Exercise prompt ▸
Each line of the data that includes the string "seems" is to be copied out.

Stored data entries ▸
Segment Open

PR #2161, opened 2019-10-28
Makefile: allow overriding `docker` command

AkihiroSuda:
e.g. `make CONTAINER_ENGINE="sudo podman" unittest` (for ease of cgroup2 testing)

### DIFF
--- a/Makefile
+++ b/Makefile
@@ -3,6 +3,7 @@
 	    test unittest integration \
 	    cross localcross
 
+CONTAINER_ENGINE := docker
 GO := go
 
 SOURCES := $(shell find . 2>&1 | grep -E '.*\.(c|h|go)$$')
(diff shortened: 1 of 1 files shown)


Makefile
```diff
@@ -3,6 +3,7 @@
 	    test unittest integration \
 	    cross localcross
 
+DOCKER := docker
```
rhatdan: Can't you call this 
CONTAINER_ENGINE := docker

crosbymichael: yes, a more generic name would be better

AkihiroSuda: CONTAINER_ENGINE seems too long?
CONTAINER?

AkihiroSuda: As we already have `DOCKER_RUN_PROXY`, `DOCKER` seems fine.

AkihiroSuda: WDYT?

h-vetinari: Finishing your sentence a bit differently:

Segment Closed

Task answer ▸
AkihiroSuda: CONTAINER_ENGINE seems too long?
AkihiroSuda: As we already have `DOCKER_RUN_PROXY`, `DOCKER` seems fine.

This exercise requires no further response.